38 years old - periods return but erratically. I plead with fertility clinic to help me, perhaps IVF. Am told I will be too old by the time I get off the waiting list.
39 years old - I now have hot flushes, no cycles, mood swings and allsorts. Doctors say I am in menopause.

Fertility clinic have said they can only do all the tests again to see where I am at now, so I filled eleven of those coloured tubes for them with a butterfly needle and went home with birds around my head the other day. I was put on Provera for two weeks to induce a cycle. Also advised to take Selenium, vit c, zinc, folic acid. 

I happened to fall over and graze my hand the other day. The blood barely made it out of the cut, it was that thick. Very unusual for me.

I came off the Provera and I had a couple of days of wiping with a brownish/red line on the tissue and one small clot smaller than a pea.
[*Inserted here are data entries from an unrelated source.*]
Issue #9632, opened 2026-08-27
Tech debt: remove --no-experimental-fetch flag


daneryl:
## Summary
Remove the `--no-experimental-fetch` Node CLI flag from `package.json` scripts, `scripts/runner.js`, and `SELF_HOSTED_INSTRUCTIONS.md`.

## Why it exists
- Added in Aug 2023 (commit `955a8f38f`) when running on Node 18, where `fetch` was still experimental.
- The app calls the bare global `fetch()` in `app/shared/JSONRequest.js` and `app/shared/apiClient/transport/http.ts`, relying on `isomorphic-fetch` to polyfill it. isomorphic-fetch's node entry only installs `node-fetch` as `global.fetch` when `fetch` is undefined, so the flag effectively switches the runtime HTTP implementation between undici (native) and node-fetch 2.6.7 (pinned in package.json).
- Production currently runs with the flag and depends on node-fetch behavior.

## What removing entails
- Strip the flag from all `package.json` scripts, `scripts/runner.js` (`nodeArgs`), and the `SELF_HOSTED_INSTRUCTIONS.md` example.
- Optionally drop the now-dead `isomorphic-fetch` side-effect imports and the pinned `node-fetch@2.6.7` dependency.
- Verify HTTP paths that depend on fetch: login/session cookies, sync, external services (e.g. topic classification), file uploads.

## Verification already done
- Native fetch (undici) is stable since Node 21 and behaves identically to node-fetch for the patterns `JSONRequest` uses (JSON POST/PUT, manual `Cookie` header, `headers.get('set-cookie')`, case-insensitive headers, `URLSearchParams` bodies) — tested locally on Node 22.23.2.
- No code checks `typeof fetch === 'undefined'`, so nothing silently depends on the flag.

## Risk
- `--no-experimental-fetch` is still supported in Node 22 but nodejs/node has discussed eventually making it throw (see nodejs/node#50554 discussion), so this should be done before moving past Node 22.

PR #9633, opened 2026-08-27
Upgrade to Node 22.23.2

daneryl:
## What
Upgrade the runtime to Node 22.23.2 so CI runs green on version 22.

## Changes
- **`.nvmrc`** → `22.23.2` — all CI workflows read `node-version-file: '.nvmrc'`, so they pick up Node 22 automatically.
- **`.github/ci/Dockerfile`** → `node:22.23.2-bookworm` — the unit-tests job runs inside this image; without the bump it would still test on Node 20.
- **`scripts/runner.js`** — added a comment explaining why `--no-experimental-fetch` is kept (production relies on node-fetch via isomorphic-fetch; native fetch is stable since Node 21). Removal is tracked as tech debt in #9632.

## Notes
- `--no-experimental-fetch` is still fully supported on Node 22 (no warning, still disables the global fetch), so no behavior change.
- `package.json` `engines` (`>=20.19.6`) is satisfied by 22; `@types/node` left as-is (types only, separate concern).

## CI
This PR exists to confirm all CI jobs are green on Node 22.


mfacar:
@daneryl I=no changes are required from the FE perspective. Just one minor thing, the version also needs to be updated in the package engines, README, and Cypress Docker image.

daneryl:
> @daneryl I=no changes are required from the FE perspective. Just one minor thing, the version also needs to be updated in the package engines, README, and Cypress Docker image.

done :+1:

I have to have a day 2 blood test today, but I think it's been and gone.... 

It would just be nice to talk to others, I know I am far from alone in this...   I am starting to go   over the years....I don't know how I am meant to progress now. My siblings all have children now and they know what to do. I'm just getting really lost now. I'm sorry I'm not feeling strong today and the 'empty arms' video finished me off I think. So very touching.

My heart goes out to all who share this 'boat' with me.


----------



## Ceri. (Sep 6, 2004)

WannabeAmum and welcome to Fertility Friends 

Massive hugs to you   Have the doctors discussed any other options available to you? Obviously you will all know more when your test results come back, but there is always the option of donor eggs, not sure how you feel about this or whether it has been mentioned  I'll leave you some links shortly which may help  I am so sorry to read of your miscarriages. You've been through a lot  Have you had any recurrent miscarriage testing?

Please have a good look around the boards, feel free to post in any area, and make yourself at home. Fertility Friends is such a huge support. There are many who are on their TTC journey, and others who have been fortunate to have little ones with assistance. You will soon discover that our members are very encouraging of one another and offering advice or just simple hugs. There's a vast amount of information here for everyone, so start reading, posting and getting to know others. You will make some great friends too (add them to your buddy list in your profile!), lots of members often have meet ups locally too, for chats, coffee, shopping or even nights out! You can share conversations with one another freely, simply because we all understand each other. It's hard when family and friends don't fully comprehend what this journey entails and the emotions that go with it. That's where we come in!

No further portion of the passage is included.